Here are the other jars, left to right is a half gallon screw top Ball Mason, #5 on bottom. Second from left is a glass top Ball Ideal half gallon with Pat.D date of July 14, 1908 on front, # 8 on bottom. Third is a Quart? Ball Ideal with pat date of July 14, 1908 on front, # 9 on bottom. Fourth is a Quart? "Atlas E-Z Seal" bottom says Atlas E-Z Seal Trade Mark Reg. #3 on bottom also.


----------



## BARQS19

*RE: VERY RARE? Ball canning fruit jars, odd sizes*

Last Jar, a quart Mason's Patent Nov. 30th 1858 with screw top lid very crude, any idea of it's value too?
 Thanks,
 Robert
 barqs19


----------



## BARQS19

*RE: VERY RARE? Ball canning fruit jars, odd sizes*

Hi does anyone have a clue what these are?
 Robert


----------



## woody

One of the problems with trying to determine value to your jars is that fact that there are so many different variants to the Ball jars.
 Literally hundreds of variants.

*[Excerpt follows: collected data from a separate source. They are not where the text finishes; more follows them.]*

PR #2924, opened 2019-06-13
Show more information by '--messages' flag when show block

waynewyang:
I think we should show messages in block when run 'go-filecoin show block', then we can know the history messages, including transaction and other messages.

 
```
waynewyang:go-filecoin waynewyang$ ./go-filecoin show block zDPWYqFCwxAV66BT3jnYZMVWNZvayYf95EjjK6f8n46n9AVsReSD
Block Details
Miner:  t2ej7i72xtkglfpbo7nc56pqg2fsdzlspqe63vnoq
Weight: 0.000
Height: 1
Nonce:  0
Timestamp:  0
Message:  [SignedMessage cid=[zDPWYqFCz3f9sTvKp5W1u6Vo57u2xH4T7Nicv2Xx8jz1zoQ1UL1v]: {
  "meteredMessage": {
    "message": {
      "to": "t2ej7i72xtkglfpbo7nc56pqg2fsdzlspqe63vnoq",
      "from": "t1strybge3p4daa6qgtz5jsfxalzg4mr6bix5s2ti",
      "nonce": "2",
      "value": "0",
      "method": "updatePeerID",
      "params": "gVgiEiDbXbBmGs1XgNWvOhNU42yekJfMBSr7U4fZYPsDbHxqFQ=="
    },
    "gasPrice": "0.000000001",
    "gasLimit": "300"
  },
  "signature": "mpnLn2DQ2kbObOrG2z0nfihYHUUnEUl8E85NjZ6Ok6RCgucH2cUSOppN2f96uYc3By+L0S/rSrVwyxeKgZofcAE="
} SignedMessage cid=[zDPWYqFCyU6B4qiJCBQ1k8pDP16KJDueJUMm1jtM7QAGEEkvYc3u]: {
  "meteredMessage": {
    "message": {
      "to": "t1cgp7xhkvsarve2mm32jidxnlbxuxgqjqcvya2qa",
      "from": "t1strybge3p4daa6qgtz5jsfxalzg4mr6bix5s2ti",
      "nonce": "3",
      "value": "100",
      "method": "",
      "params": null
    },
    "gasPrice": "0.000000001",
    "gasLimit": "300"
  },
  "signature": "Djb6b8K8tmwZAPBrlaLqkC0aaLfCoXLqyYV+YafAy09R/skyGm0tFIzOTLflt0ppmHi5cQWB3l64f0IEDkI9TgE="
}]
```

### DIFF
--- a/commands/show.go
+++ b/commands/show.go
@@ -31,6 +31,9 @@ all other block properties will be included as well.`,
 	Arguments: []cmdkit.Argument{
 		cmdkit.StringArg("cid", true, false, "CID of block to show"),
 	},
+	Options: []cmdkit.Option{
+		cmdkit.BoolOption("messages", "m", "show messages in block"),
+	},
 	Run: func(req *cmds.Request, re cmds.ResponseEmitter, env cmds.Environment) error {
 		cid, err := cid.Decode(req.Arguments[0])
 		if err != nil {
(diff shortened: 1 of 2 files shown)


anorth:
Blocks may have many, many messages and this could make the output hard to digest for someone only after the header. Would you be open to adding a flag to switch this on? E.g. `--messages` (timestamp is good to include always).

Note that in the future, messages will not be directly inlined in blocks, and must be fetched separately (referenced by CID of a merkle tree), so this option would prepare for that.

waynewyang:
@anorth Thank you, I've added a flag named 'messages' .

waynewyang:
@shannonwells I had added the test case, thanks.

PR #2925, opened 2019-06-13
Changed the deals redeem command test to be less flaky

rosalinekarr:
This is a follow up to #2850. I didn't notice the math bug until after I merged to master.

### DIFF
--- a/commands/deals_daemon_test.go
+++ b/commands/deals_daemon_test.go
@@ -15,6 +15,7 @@ import (
 	"github.com/filecoin-project/go-filecoin/tools/fast"
 	"github.com/filecoin-project/go-filecoin/tools/fast/fastesting"
 	"github.com/filecoin-project/go-filecoin/tools/fast/series"
+	"github.com/filecoin-project/go-filecoin/types"
 )
 
 func TestDealsRedeem(t *testing.T) {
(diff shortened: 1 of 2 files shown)


commands/deals_daemon_test.go
```diff
@@ -70,6 +71,9 @@ func TestDealsRedeem(t *testing.T) {
 	newWalletBalance, err := minerDaemon.WalletBalance(ctx, minerOwnerAddress)
 	require.NoError(t, err)
 
+	// InDelta is necessary because sometimes the big.Int math can be off by 2 attoFIL
```
travisperson: This sounds like a bug someplace. Why can it sometimes be off by 2 attoFIL?

rosalinekarr: not sure. at first i thought it was something in `math/big`, but now i'm beginning to suspect is may have something to do with gas costs.

travisperson: Hmm okay. I think we should merge this if it's causing flakes, but we should follow up with an issue to root cause the issue. The 2 attoFIL is just a wearly small number.

acruikshank: At this point, gas cost should be fully deterministic (and never less than 100 AttoFIL). The value of the deal is determined by the file size, the price in the ask, and the duration of the deal. All of these should be constant for this test and wouldn't account for this small of a delta. We're probably doing some double arithmetic and getting some round off error, but I can't explain why it would be happening inconsistently.

rosalinekarr: Maybe it has something to do with a race condition around `MiningStop`? I stop mining before getting the initial wallet balance to prevent the miner from getting a block reward which can change the difference in it's wallet balance, but unfortunately, `MiningStop` is an async command with no way of checking when it's done, so there could be some kind of race condition here.

rosalinekarr:
Closing since this doesn't seem to resolve the flakiness

PR #2929, opened 2019-06-13
Refactor/extract config from plumbing 2928

### LINKED ISSUE #2928: Remove config package from plumbing
### Description

Plumbing is intended to be a thin wrapper around core services, so the logic present in `plumbing/cfg` disagrees with our stated goals around architecture in the project. We need to extract logic from this package into `config` and `repo` and remove it from `plumbing`.

rosalinekarr:
# Problem

We don't want config logic in plumbing. It should be thin wrappers.

# Solution

Extract `plumbing/cfg` logic to `config` and `repo` and remove the package.

Resolves #2928

### DIFF
--- a/config/config.go
+++ b/config/config.go
@@ -8,6 +8,7 @@ import (
 	"reflect"
 	"regexp"
 	"strings"
+	"sync"
 
 	"github.com/pkg/errors"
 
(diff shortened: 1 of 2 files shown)


config/config.go
```diff
@@ -292,6 +295,9 @@ func ReadFile(file string) (*Config, error) {
 // Set sets the config sub-struct referenced by `key`, e.g. 'api.address'
 // or 'datastore' to the json key value pair encoded in jsonVal.
 func (cfg *Config) Set(dottedKey string, jsonString string) error {
+	cfg.lock.Lock()
+	defer cfg.lock.Unlock()
```
anorth: Moving the lock here is good. `Get()` should be protected too.

rosalinekarr:
abandoning this...

PR #2931, opened 2019-06-13
Bug/deals redeem flaky test

rosalinekarr:
# Problem

I accidentally introduced flakiness in #2850 

# Solution

Fix it

### DIFF
--- a/commands/deals_daemon_test.go
+++ b/commands/deals_daemon_test.go
@@ -7,6 +7,7 @@ import (
 	"math/big"
 	"strings"
 	"testing"
+	"time"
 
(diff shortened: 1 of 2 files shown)


rosalinekarr:
I've been running tests on this branch in a loop all morning, and it's passed every time, so I'm confident that this resolves the issue.

travisperson:
Sleeping is fixing the the 2 attoFIL issue?

rosalinekarr:
@travisperson, it seems so. I have no idea why, but I ran tests 10 times this morning without a failure.

PR #2934, opened 2019-06-14
Refactor/remove message send with default address

rosalinekarr:
# Problem

We want to eventually remove the message package from plumbing, but the `MessageSendWithDefaultAddress` porcelain currently depends on it. Additionally, we've stated that `MessageSendWithDefaultAddress` shouldn't exist because we should check for non-provided parameters in the commands layer rather than accepting nil values to porcelain methods.

# Solution

Extract default addresses to the commands layer and remove `MessageSendWithDefaultAddress`


commands/from_address.go
```diff
@@ -1,17 +1,18 @@
...
 	"github.com/filecoin-project/go-filecoin/address"
 )
 
-func optionalAddr(o interface{}) (ret address.Address, err error) {
-	if o != nil {
-		ret, err = address.NewFromString(o.(string))
-		if err != nil {
-			err = errors.Wrap(err, "invalid from address")
-		}
+func fromAddr(req *cmds.Request, env cmds.Environment) (address.Address, error) {
```
acruikshank: How about "fromAddrOrDefault" to make the result of this method clear.

commands/optional_address.go
```diff
@@ -0,0 +1,17 @@
+package commands
+
+import (
+	"github.com/pkg/errors"
+
+	"github.com/filecoin-project/go-filecoin/address"
+)
+
+func optionalAddr(o interface{}) (ret address.Address, err error) {
```
acruikshank: Can this be inlined? Do we call it from outside from_address? I don't like having a file per helper function.

rosalinekarr: This is used on lines 374 & 413 of `commands/miner.go` as well as line 150 of `commands/payment_channel.go` for addresses other than the `fromAddr`.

Without having the jar in hand it is hard to ascertain which variant you have.
 The half pint jar Ball Ideal seems to be the most valuable with a listing of $85-100, if it is the same variant which is listed in the Red Book #9.
 The others are fairly common and are only worth  a few dollars apiece. But, without the jar in hand, it is hard to determine the exact value of your fairly common fruit jars.


----------



## jarsnstuff

Hi Robert,
    I'd be a little more conservative on the half-pint Ball Ideal at $50-$75, they're not in quite as much demand as the blue Ball Perfect Mason half-pints.  I like your green Ball Ideal at about $10, with the blue Atlas, Ideal & Sure Seal at $1-$3 each.  The half gallon Ideal is maybe $5, with the half gallon Ball mason a bit less.  
    The Mason's Patent jar is probably in the $5 range, made before about 1900 if it has a ground lip, after 1900 with smooth lip.  Values are about the same either way.  All in all, a nice starter collection for you.  -Tammy


----------



## S.C. Warner

*RE: VERY RARE? Ball canning fruit jars, odd sizes*



> a quart Mason's Patent Nov. 30th 1858 with screw top lid very crude


 
 Hi Robert! I like this one. From the picture it appears to be whittle mold. I own several but none of them anything special other than being ground lip. (and one very recently found at a favorite childhood fishing spot of mine. I have to wonder if maybe i didn't use it as a worm jar, from my parents collection and accidently left it there 40 years ago.) Ball Mason's do come in assorted flavors (sizes, shapes, age,price) and the information you have got so far here (from Woody & Jarsnstuff) is very correct. The 1858 you have is very nice, I found one that looks very similar (would you say so? to the far right) at this web-site. http://www.mindspring.com/%7Eoldbottle/fruitjars.HTM
 It isn't priced though. But as for the other jars at this same site, I'd say they are a little bit pricey (imo). (If not, then I gave my globes away.) You can certainly find out very much facinating information on Ball Mason's, such as history and dating them, by doing a Google search. I'm curious about the whittle mold though, and it's rarity if any. Jarsnstuff very correct in that you have a nice starter collection!
 best,
 den.


----------



## BARQS19

It looks just like it but I'm kind of confused, but shouldn't the glass top jars have come first? Why would the screw top be 1858? or was that just a Pat. date and it could have been made in the 1900s? Also the lid has a Iron Cross on it with the letters FHJ Co. Genuine Porcelain Lined Boyd's. What is that? Thanks for everyone's help. She wants me to sell these for her.
 Robert


----------



## jarsnstuff

Hi Robert,  I'm not sure what criteria you're using to determine "glass top jars came first", but John Mason patented the screw-thread closure on Nov.30,1858.  The jars that were made immediately thereafter have square shoulders & will set you back at least $500.00.  Jars with the 1858 embossing were made from the late 1860's until about WWI.  The "Lightning" style jars were first made in the 1880's.  Ball Ideal & Atlas E-Z Seal jars didn't appear until about 1908, and were in production until the 1950's.   Your embossed zinc lid is actually HFJ Co. which stands for the Hero Fruit Jar Co.  Most collectors like to put those lids on jars marked with the HFJ Co. cross & does have some value in its own right as it enhances the value of the jar.  
 Now, as for "whittle", it is believed that the first jars blown on any given day were blown into cold molds.  The reaction of the molten glass to a cold mold gave the whittly effect we all like so much.  Some people used to think it was because of wooden hand carved molds, but that just isn't true - they would have just burned up upon contact with the superheated glass!    Happy collecting - Tammy


----------



## JASMINECAG

[] I HAVE SEVERAL RARE BALL MASON JARS. SOME CLEAR, GREEN, BLUE AND THEY ARE PRETTY.


----------



## Pontiled

Do any of you know the true meaning of the word "Rare"?

 C'mon now, they aren't rare by anyones  imagination.


----------



## thturk

I don't collect jars but if you do an Ebay seaarch the half pints seem to sell very well.

 Trish


----------